LBH BWCC Dorong Pemahaman Kekerasan Berbasis Gender agar Perempuan Lebih Berdaya

  • Okt 21, 2025

BalihBalihan.com, Tabanan - Lembaga Bantuan Hukum Bali Women Crisis Centre (LBH BWCC) menyelenggarakan Workshop bertajuk “Membangun Kesadaran dan Ketahanan dalam Menghadapi Kekerasan Berbasis Gender (KBG)” sebagai bagian dari program “Perempuan Pulih Berdaya Wujudkan Kesejahteraan” pada Senin, 20 Oktober 2025, di Kubu Bali WCC, Desa Penatahan, Kecamatan Penebel, Kabupaten Tabanan, Bali.

Kegiatan ini terselenggara atas dukungan kolaborasi antara Grab Indonesia dan BenihBaik.com, yang berkomitmen mendukung upaya pencegahan dan penanganan KBG melalui program “Inspirasi Kartini: Membangun Kemandirian Perempuan Indonesia.” Workshop ini diikuti oleh para penyintas dampingan LBH BWCC serta mahasiswi Universitas Dhyana Pura sebagai penerima manfaat. Kegiatan bertujuan memperkuat pemahaman mengenai kekerasan berbasis gender, hak-hak korban, serta kedudukan perempuan dalam hukum adat di Bali.

Direktur LBH BWCC, Ni Nengah Budawati, dalam sambutannya menegaskan pentingnya membangun kesadaran tentang perlindungan terhadap perempuan dari KBG, termasuk dalam konteks lokal hukum adat.

“Kita tidak sedang menentang adat, tetapi menegaskan bahwa adat yang hidup mestinya juga adil bagi perempuan. Banyak aturan adat yang bisa ditafsir ulang agar lebih berpihak pada kemanusiaan dan kesetaraan,” ujar Budawati.

Ia menambahkan bahwa pada masyarakat Bali masih banyak perempuan yang kehilangan hak-hak dasarnya, seperti hak waris, hak tinggal, atau hak atas anak, akibat norma adat yang bias gender. Kondisi ini sering berujung pada bentuk kekerasan ekonomi, sosial, maupun psikologis yang kerap tidak dikenali, namun termasuk dalam lingkup kekerasan berbasis gender.

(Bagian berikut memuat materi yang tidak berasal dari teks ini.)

PR #1436, opened 2017-06-02
Add linting for Markdown prose

daxelrod:
I hear you like linting! Why not enforce consistent style for your Markdown prose too?

Like JavaScript linting, Markdown linting can help identify errors or constructs that not all Markdown renderers handle correctly. The linter caught a few bugs in the README.

If you disagree with any of how I've gone about this, please let me know, and I'm happy to change things.

If you disagree with the intent of this completely, then oh well, it was a fun exercise. :smile: 

## Lint Rules

My intent is to codify the existing style being used, rather than to try to change how Markdown is written in this repo.

1. I've set a catchall to enable all of the [Markdownlint Rules](https://github.com/DavidAnson/markdownlint/blob/master/doc/Rules.md) and subsequently disabled ones that don't apply. If you'd instead like an explicit list of rules that do apply (to avoid updates to markdownlint silently adding new rules), I can do that instead.
1. I disabled a rule when it appeared that one of the documents deliberately did not conform to it. (Even if this nonconformance only happened once, I disabled the rule globally rather than for that one occurrence in the document).
1. I changed document content to fix rule nonconformance when it appeared that:
   * There was a legitimate bug in the document (meaning either GitHub or another Markdown renderer would not render something correctly)
   * A rule was followed consistently, except for a few isolated cases

## Implementation

A new `lint` npm script has been added to the top-level `package.json`, and set as a `pretest` script, to match how `lint` scripts in subpackages are handled. The top-level `travis` script now also explicitly invokes `lint`.

There is now a devDependency on `markdownlint-cli` but not `markdownlint`. The [JavaScript implementation of Markdownlint](https://www.npmjs.com/package/markdownlint) is a library only, and unfortunately the CLI wrapper `markdownlint-cli` has a dependency, rather than a peerDependency, on `markdownlint`.

Thanks!

### DIFF
--- a/linters/.markdownlint.json
+++ b/linters/.markdownlint.json
@@ -1,0 +1,154 @@
+{
+  "comment": "Be explicit by listing every available rule. https://github.com/DavidAnson/markdownlint/blob/master/doc/Rules.md",
+  "comment": "Note that there will be numeric gaps, not every MD number is implemented in markdownlint.",
+
+  "comment": "MD001: Header levels should only increment by one level at a time",
+  "header-increment": true,
+
+  "comment": "MD002: First header should be a top level header",
+  "first-header-h1": true,
+
+  "comment": "MD003: Header style: start with hashes",
+  "header-style": {
+    "style": "atx"
+  },
+
+  "comment": "MD004: Unordered list style",
+  "ul-style": {
+    "style": "dash"
+  },
+
+  "comment": "MD005: Consistent indentation for list items at the same level",
+  "list-indent": true,
+
+  "comment": "MD006: Consider starting bulleted lists at the beginning of the line",
+  "ul-start-left": false,
+
+  "comment": "MD007: Unordered list indentation: 2 spaces",
+  "ul-indent": {
+    "indent": 2
+  },
+
+  "comment": "MD009: Disallow trailing spaces",
+  "no-trailing-spaces": {
+    "br-spaces": 0,
+    "comment": "Empty lines inside list items should not be indented",
+    "list_item_empty_lines": false
+  },
+
+  "comment": "MD010: No hard tabs, not even in code blocks",
+  "no-hard-tabs": {
+    "code_blocks": true
+  },
+
+  "comment": "MD011: Prevent reversed link syntax",
+  "no-reversed-links": true,
+
+  "comment": "MD012: Disallow multiple consecutive blank lines",
+  "no-multiple-blanks": {
+    "maximum": 1
+   },
+
+  "comment": "MD013: Line length",
+  "line-length": false,
+
+  "comment": "MD014: Disallow dollar signs used before commands without showing output",
+  "commands-show-output": true,
+
+  "comment": "MD018: Disallow space after hash on atx style header",
+  "no-missing-space-atx": true,
+
+  "comment": "MD019: Dissalow multiple spaces after hash on atx style header",
+  "no-multiple-space-atx": true,
+
+  "comment": "MD020: No space inside hashes on closed atx style header",
+  "no-missing-space-closed-atx": true,
+
+  "comment": "MD021: Disallow multiple spaces inside hashes on closed atx style header",
+  "no-multiple-space-closed-atx": true,
+
+  "comment": "MD022: Headers should be surrounded by blank lines",
+  "comment": "Some headers have preceeding HTML anchors. Unfortunate that we have to disable this, as it otherwise catches a real problem that trips up some Markdown renderers",
+  "blanks-around-headers": false,
+
+  "comment": "MD023: Headers must start at the beginning of the line",
+  "header-start-left": true,
+
+  "comment": "MD024: Disallow multiple headers with the same content",
+  "no-duplicate-header": true,
+
+  "comment": "MD025: Disallow multiple top level headers in the same document",
+  "comment": "Gotta have a matching closing brace at the end",
+  "single-h1": false,
+
+  "comment": "MD026: Disallow trailing punctuation in header",
+  "comment": "Gotta have a semicolon after the ending closing brace",
+  "no-trailing-punctuation": {
+    "punctuation" : ".,:!?"
+  },
+  "comment": "MD027: Dissalow multiple spaces after blockquote symbol",
+  "no-multiple-space-blockquote": true,
+
+  "comment": "MD028: Blank line inside blockquote",
+  "comment": "Some 'Why?' and 'Why not?' blocks are separated by a blank line",
+  "no-blanks-blockquote": false,
+
+  "comment": "MD029: Ordered list item prefix",
+  "ol-prefix": {
+    "style": "one"
+  },
+
+  "comment": "MD030: Spaces after list markers",
+  "list-marker-space": {
+    "ul_single": 1,
+    "ol_single": 1,
+    "ul_multi": 1,
+    "ol_multi": 1
+  },
+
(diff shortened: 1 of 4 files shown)


lencioni:
@daxelrod Thanks for the PR! The markdown changes make sense to me and in general I think it is a good idea to lint our markdown. I don't have any experience with this specific tool, but I'm definitely on board for adding this or something like it to this project.

It seems like this is the sort of thing we might want to mention in a CONTRIBUTING.md document (which I'm actually a little surprised we don't already have).

daxelrod:
I'm glad you like the idea!

> I don't have any experience with this specific tool

Here's the markdown linter space as far as I'm aware:

The granddaddy of Markdown linters is [markdownlint/markdownlint](https://github.com/markdownlint/markdownlint), implemented in Ruby. It has a [nice list of rules](https://github.com/markdownlint/markdownlint/blob/master/docs/RULES.md) based upon the [CommonMark](http://commonmark.org/) spec and knowledge of pecularities about various parsers.

It was subsequently ported to JavaScript as [DavidAnson/markdownlint](https://github.com/DavidAnson/markdownlint). (This is the package I used for this PR). I have some experience using this package in [my own open source project](https://github.com/daxelrod/jowl) as well as in Visual Studio Code via [its markdownlint extension](https://marketplace.visualstudio.com/items?itemName=DavidAnson.vscode-markdownlint) by the same author.

In answering your question, I also just discovered [wooorm/remark-lint](https://github.com/wooorm/remark-lint). It uses [its own set of rules](https://github.com/wooorm/remark-lint/blob/master/doc/rules.md) but in practice there's [a good deal of overlap with markdownlint rules](https://github.com/wooorm/remark-lint/blob/3b11ff4a34313e33b50e8dc401d068ba5ebff424/doc/comparison-to-markdownlint.md). I have no personal experience with it, but it does look more pluggable, and there are a [bunch of nonofficial rules others have written](https://github.com/wooorm/remark-lint#list-of-external-rules) as well.

> It seems like this is the sort of thing we might want to mention in a `CONTRIBUTING.md` document (which I'm actually a little surprised we don't already have).

Me too! I looked for one when working on this.

Since I'm not a maintainer of this project, I don't think I'm the right person to write up an initial `CONTRIBUTING.md`, but I'll happily add information about Markdown linting to one.

linters/.markdownlint.json
```diff
@@ -0,0 +1,33 @@
+{
+  "comment": "Enable all rules, and then disable selective ones https://github.com/DavidAnson/markdownlint/blob/master/doc/Rules.md",
```
ljharb: i would prefer (just like our eslint config) to not "enable all", but to always explicitly define every single possible rule in our config.

linters/.markdownlint.json
```diff
@@ -0,0 +1,33 @@
...
+  "default": true,
+
+  "line-length": false,
+  "ul-start-left": false,
+  "no-multiple-blanks": false,
```
ljharb: this seems worth enabling?

linters/.markdownlint.json
```diff
@@ -0,0 +1,33 @@
...
+  "no-emphasis-as-header": false,
```
ljharb: what are the violations from this one being enabled?

linters/.markdownlint.json
```diff
@@ -0,0 +1,33 @@
...
+
+  "comment": "Needed for explicit anchors",
+  "no-inline-html": false,
+
+  "comment": "Rules use '-', some other lists use '+'",
```
ljharb: i'd probably be fine using `-` consistently

linters/.markdownlint.json
```diff
@@ -0,0 +1,33 @@
...
+  "ul-style": false,
+
+  "comment": "LICENCE.md does not conform",
```
ljharb: in fact i think we shouldn't be linting the license file at all, since that's legalese, not prose. can we exempt it?

hshoff:
A bit surprised that our Readme's markdown was only failing to pass the lint in two places after so many changes and contributions over the years. Not bad. 👍

linters/.markdownlint.json
daxelrod: Great point.

It turns out that `markdownlint-cli` wasn't handling recursive wildcards the way I expected, and I only have shell wildcards at my disposal. I'm going to restrict this PR to just linting style guides for now, rather than all of the `.md` files in the repo, and that will take care of not linting `LICENSE.md`.

I'm curious, though, why does the `LICENSE` file have a `.md` extension in the first place? It doesn't have any markup in it.

ljharb: That tells github how to display it; it's valid both with and without the extension.

ljharb: (ftr, to pass the glob to the tool, you'd need to quote it, otherwise the shell will try to expand it eagerly - and bash doesn't understand `**`)

linters/.markdownlint.json
daxelrod: This rule triggers whenever there is as paragraph that consists only of emphasized text.

Some examples are the document subhead

```
*A mostly reasonable approach to JavaScript*
```

and the sections under `##Resources` like

```
**Read This**

  - [Standard ECMA-262](http://www.ecma-international.org/ecma-262/6.0/index.html)
```

(which seem like they probably should either be list items or headings).

Here's the complete list.

```
README.md: 3: MD036 Emphasis used instead of a header
README.md: 3158: MD036 Emphasis used instead of a header
README.md: 3165: MD036 Emphasis used instead of a header
README.md: 3169: MD036 Emphasis used instead of a header
README.md: 3177: MD036 Emphasis used instead of a header
README.md: 3183: MD036 Emphasis used instead of a header
README.md: 3190: MD036 Emphasis used instead of a header
README.md: 3198: MD036 Emphasis used instead of a header
README.md: 3217: MD036 Emphasis used instead of a header
README.md: 3230: MD036 Emphasis used instead of a header
react/README.md: 3: MD036 Emphasis used instead of a header
```

daxelrod:
Thank you for the detailed feedback, @ljharb ! I've implemented all of your suggestions. Please see my [(now hidden) comment about `no-emphasis-as-header`](https://github.com/airbnb/javascript/pull/1436#discussion_r119975888) and let me know if you'd like me to turn that rule on as well and fix the document to comply with it.

Please let me know if you like my new approach of listing every markdownlint rule, and setting it either to its default, or changing it when necessary to comply with the document's style. I chose this over just specifying the applicable rules because being able to see which rules are disabled sparked a lot of good comments like yours above in the vein of "we *should* actually follow this".

@hshoff my hypothesis is that people contributing to a style guide are more vigilant than average about style :smile: 

I would also like to thank everyone involved. It's extremely rewarding to have three maintainers look at my PR within hours of me submitting it. It's also extremely impressive given the amount of activity that this project sees.

package.json
```diff
@@ -6,10 +6,12 @@
     "preinstall": "npm run install:config && npm run install:config:base",
     "install:config": "cd packages/eslint-config-airbnb && npm prune && npm install",
     "install:config:base": "cd packages/eslint-config-airbnb-base && npm prune && npm install",
+    "lint": "markdownlint --config linters/.markdownlint.json README.md react/README.md css-in-javascript/README.md",
```
ljharb: `README.md */README.md` might be ok too?

ljharb:
(This will need a rebase on the commandline prior to merging)

PR #1438, opened 2017-06-04
[guide] Add return in .map example

JPeer264:
I guess a `return` was missing in the examples of the arrow functions.


README.md
```diff
@@ -923,7 +923,7 @@ Other Style Guides
     // bad
```
ljharb: This is very intentional; the missing return is what makes it bad.

PR #1455, opened 2017-06-14
Fix iterator code example error

btpschroeder:
The first "good" example was missing a closing bracket (line 1377).


ljharb:
Thanks!

PR #1465, opened 2017-06-23
Use fetch over $.ajax

graingert:


oshalygin:
While good, hardly any browser supports this except everything thats greenfield.  IMO its clearer that it stay as `$.ajax` since most are at least familiar with jQuery AJAX calls, even if they don't use them.

graingert:
> hardly any browser


73% usage relative...

oshalygin:
> 73% usage relative...

That may be the case for browsers, but `fetch` is uncommon in most client code.  There are notable disadvantages to using `fetch` and I would wager that most developers have not used `fetch` in production.  

The guide is meant to be clear and instructive, as opposed to a forcing developers to research the fetch API.

https://medium.com/@thejasonfile/fetch-vs-axios-js-for-making-http-requests-2b261cdd3af5

ljharb:
`fetch`, unpolyfilled, is absolutely not broadly available enough.

However, `airbnb-browser-shims` polyfills it, and this guide strongly encourages you to always use it in browsers (and `airbnb-js-shims` in node).

Regardless, `$.ajax` is still a valid approach for those using jQuery, so while we may want to *also* add `fetch` examples, we would definitely not want to remove the jQuery examples.

ljharb (changes requested):
`fetch`, unpolyfilled, is absolutely not broadly available enough.

However, `airbnb-browser-shims` polyfills it, and this guide strongly encourages you to always use it in browsers (and `airbnb-js-shims` in node).

Regardless, `$.ajax` is still a valid approach for those using jQuery, so while we may want to *also* add `fetch` examples, we would definitely not want to remove the jQuery examples.

ljharb:
(separately, `fetch` isn't really meant to be used directly; it's a low-level primitive for libraries to abstract over)

PR #1471, opened 2017-06-28
Align JavaScript style guide with Newsela's style preferences.

sravanti:
This includes things like:

1. Not allowing spaces between curly braces
2. Newsela-specific import order
3. Using `_.size` and lodash methods in general over `.length` and inbuilt JavaScript methods.
4. A caveat for wildcard exports for Redux.


sravanti:
Yup, totally my bad!

Issue #1447, opened 2017-06-12
eslint v4 support


ljharb:
## Note: I filed this issue within minutes of eslint v4.0.0 being released.

`eslint-config-airbnb` and `eslint-config-airbnb-base` **do not yet support** eslint v4.

If it is easy/possible to support both v3 and v4, we will release a non-major bump of both packages that does so, before releasing a major bump that only supports v4.

This will likely take a few weeks at a minimum.

**Please** do not file additional issues and do not file pull requests attempting to add support - please, instead, continue to use eslint v3 until such time as our configs support v4.

Peer Dep eslint combined v3 and v4 support released:
 - [x] `eslint-plugin-import` [issue](https://github.com/benmosher/eslint-plugin-import/issues/870) | [PR](https://github.com/benmosher/eslint-plugin-import/pull/871) | released as v2.6.0
 - [x] `eslint-plugin-react` [issue for v7.1.0 release](https://github.com/yannickcr/eslint-plugin-react/issues/1251)
 - [x] `eslint-plugin-jsx-a11y` [issue](https://github.com/evcohen/eslint-plugin-jsx-a11y/issues/266) | [PR](https://github.com/evcohen/eslint-plugin-jsx-a11y/pull/267) | [release](https://github.com/evcohen/eslint-plugin-jsx-a11y/issues/269) (v5.1.0 and v6)
 - [x] `eslint-find-rules` [issue](https://github.com/sarbbottam/eslint-find-rules/issues/279) | released as v30.1
 - [ ] update and publish the base config
 - [ ] update and publish the main config

willin:
eslint must kidding...

ljharb:
@willin i'm not sure what your comment is saying nor what the point of it is, so i'm going to delete it.

ljharb:
@Geczy I've kept the OP updated; if there's updates, you'd see them here.

Since there are no updates posted, no, there are no updates. Please be patient - the OP said "a few weeks at minimum" and it's not yet been 3.

MFry:
It would be useful to post somewhere prominent on what would be recommended for new projects and the best way to stay on the 3x branch for eslint.

`yarn add eslint@3` for yarn users would go a long way to avoid setup hassles.

EloB:
Really would like this feature. The ability to use `overrides` would be awesome!

```
"overrides": [
  {
    "files": ["src/**/__tests__/*.js"],
    "env": {
      "jest": true
    }
  }
]
```

[...]

PR #1339, opened 2017-03-16
[guide] Add array-bracket-newline

JPeer264:
As discussed in #1338 I created a pull request. The naming, description and examples tend to the eslint rule `array-bracket-newline`, which hopefully comes soon (https://github.com/eslint/eslint/issues/6073):

```js
/*eslint array-bracket-newline: ["error", { "multiline": true }]*/
```

PR #1475, opened 2017-07-03
[eslint config][base][minor] add array-*-newline regarding to docs

JPeer264:
Follow PR of #1339. There are now 2 rules `array-bracket-newline` and `array-element-newline` which satisfies together the rule [4.6](https://github.com/airbnb/javascript#arrays--bracket-newline).

These rules are available since Eslint v4.0.0, so this PR should wait until Eslint v4 is supported by this styleguide (ref #1447).

### DIFF
--- a/README.md
+++ b/README.md
@@ -419,8 +419,8 @@ Other Style Guides
 
 **[⬆ back to top](#table-of-contents)**
 
-<a name="arrays--bracket-newline"></a>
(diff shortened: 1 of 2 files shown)


ljharb:
Thanks - but per #1447, PRs regarding eslint v4 are not needed nor desired. When adding support for v4, every new rule (of which these 2 are only a fraction) will be added.

Issue #794, opened 2016-03-21
7.1 says function expressions are always unnamed, but this changed in ES6


Arnavion:
[7.1](https://github.com/airbnb/javascript#functions--declarations) contains this statement:

>Function declarations are named, so they're easier to identify in call stacks.

Anonymous function expressions assigned to a binding are *also* named, per [ES6 semantics (1.e.iii).](http://www.ecma-international.org/ecma-262/6.0/#sec-assignment-operators-runtime-semantics-evaluation) That is, the "bad" example `const foo = function () { };` is the same as `const foo = function foo() { };`, which is equivalent to the "good" example `function foo() { }` in that respect.

Should the statement be qualified that it's only a distinction for ES5 and below ?

ljharb:
Function name inference is implemented in hardly any of the browsers we support. In addition, relying on function name inference hinders greppability, so even in a pure ES6 environment, we wouldn't recommend that.

(other subtler differences are that a function with an inferred name still doesn't have a lexical name binding in the function body, but that's not relevant here)

Arnavion:
Do you want to clarify that in the document itself? Via footnote, etc.

ljharb:
Sure, that's a great idea for a footnote!

tandav:
... frome Style Guide:
```js
// bad
const foo = function () {
  // ...
};

// good
const foo = function bar() {
  // ...
};
```

So, you say, there should be 2 different names for one function? 

For example, 

```js
// Is it worse
const sum = function(a, b) {
  return a + b;
};

// than this?
const my_sum = function sum(a, b) {
  return a + b;
};
```
I'm a begginer in JS/ES, can you tell, please, what are advantages of second method?

ljharb:
@tandav In your last example, the first function doesn't have a `.name` - which means in debugging, it's likely to show up as an anonymous function. In the latter example, it will show up with the name `sum` - and when you grep for it, all the uses in the file will use `my_sum`, so the actual function will be easier to locate.

JPeer264:
@ljharb I tested it using babel and `babel-preset-env`:
```js
const foo = () => {}
```
will be converted to
```js
var foo = function foo () {}
```

So it does have an `.name`. Also since Node v6 `const foo = () => {}` does have `foo` as `.name` (without babel). So it is not anonymous anymore.

ljharb:
Yes, that's function name inference. Which can't always be relied on, and isn't supported in older engines.

[...]

PR #1607, opened 2017-10-20
Clarify reasoning for named function expressions

jabacchetta:
For convenience, added brief explanations that are given in the linked
discussion — #794 — mostly eliminating the need to scroll through the comments.


jabacchetta:
The discussion link could also potentially be removed from the "Why?" block with these changes.

PR #1608, opened 2017-10-21
To Clarify the func-style description

liuchong:
As "foo" is still meaningless, but with "short", we can see that, we are intend to use a short alias name to make our coding happily.

refer to https://github.com/airbnb/javascript/issues/794

### DIFF
--- a/README.md
+++ b/README.md
@@ -648,7 +648,7 @@ Other Style Guides
 
     // good
     //  lexical name distinguished from the variable-referenced invocation(s)
-    const foo = function uniqueMoreDescriptiveLexicalFoo() {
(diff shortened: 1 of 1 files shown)


liuchong:
It's strange that the mark down style breaks, I've check it and found this:

```
diff README.md README.md.new | cat -A
651c651$
<     const foo = function uniqueMoreDescriptiveLexicalFoo() {$
---$
>  M-BM-  M-BM- const short = function longUniqueMoreDescriptiveLexicalFoo() {$
```

not sure where it came from, maybe my input software. I was just deleted them an input the blanks again, and it was fixed, sorry about it, this a the new pull request:
https://github.com/airbnb/javascript/pull/1610

ljharb:
Thanks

Budawati juga menekankan bahwa pemberdayaan perempuan melalui edukasi hukum dan kesadaran terhadap KBG merupakan langkah penting dalam upaya pemulihan dan pencegahan. “Perempuan harus berani bersuara, memahami haknya, dan tahu ke mana harus mencari bantuan. Pendidikan hukum yang sensitif gender adalah bentuk nyata pencegahan kekerasan,” ungkapnya.

Salah satu peserta dari kalangan penyintas, Komang (nama disamarkan), mengaku kegiatan ini memberinya keberanian baru. “Dulu saya pikir pengalaman saya hanya beban pribadi. Tapi, setelah ikut kegiatan ini, saya tahu saya tidak sendiri, dan saya punya hak untuk dilindungi,” ujarnya dengan haru.

Sementara itu, Tu Ayu, mahasiswi Universitas Dhyana Pura, berpesan kepada perempuan lain untuk tidak takut melapor jika mengalami kekerasan. “Pesan saya untuk perempuan di luar sana, beranilah melapor dan berkonsultasi dengan psikolog jika mengalami kekerasan,” tuturnya.

Melalui kegiatan ini, LBH BWCC berharap semakin banyak perempuan dan generasi muda yang memahami hak-haknya serta berani mendorong perubahan sosial yang berpihak pada keadilan dan kesetaraan gender. LBH BWCC mengajak masyarakat, terutama komunitas lokal dan lembaga pendidikan, untuk terus membangun ruang aman dan berpihak bagi perempuan.

Dukungan publik sangat penting agar upaya pencegahan kekerasan berbasis gender dapat berjalan berkelanjutan.